Investimento em cultura de prevenção vai além de evitar multas; foco no ensino humanizado eleva produtividade e reduz acidentes nas organizações

Foco no ensino humanizado eleva produtividade e reduz acidentes nas organizações

Historicamente, a figura do técnico de segurança do trabalho no chão de fábrica muitas vezes mimetizou a de um vigilante: alguém focado na punição e na fiscalização rígida de normas. No entanto, o cenário industrial moderno exige uma mudança sensível. A transição do técnico “policial” para o técnico “educador” não é apenas uma troca de tom, mas uma estratégia de negócio que substitui o medo pela consciência e transforma a base produtiva em um agente ativo de proteção.

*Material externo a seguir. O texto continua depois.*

PR #328, opened 2021-11-24
Convex as a collateral

iamsahu:
# Goal
Use convex tokens as a collateral


contracts/utils/convex/ConvexStakingWrapperYield.sol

O fim da era do ‘fiscal de EPI’

A segurança do trabalho tradicional, muitas vezes, limitou-se à entrega de equipamentos, mas a literatura especializada indica que ela deve ser entendida como um conjunto de medidas preventivas que garantem a integridade física, mental e social do trabalhador. Segundo o estudo “Noções de Segurança do Trabalho para futuros gestores”, publicado na Revista Brasileira da Educação Profissional e Tecnológica da Universidade Federal da Paraíba (UFPB) a verdadeira proteção nasce de um compromisso coletivo que integra a cultura organizacional.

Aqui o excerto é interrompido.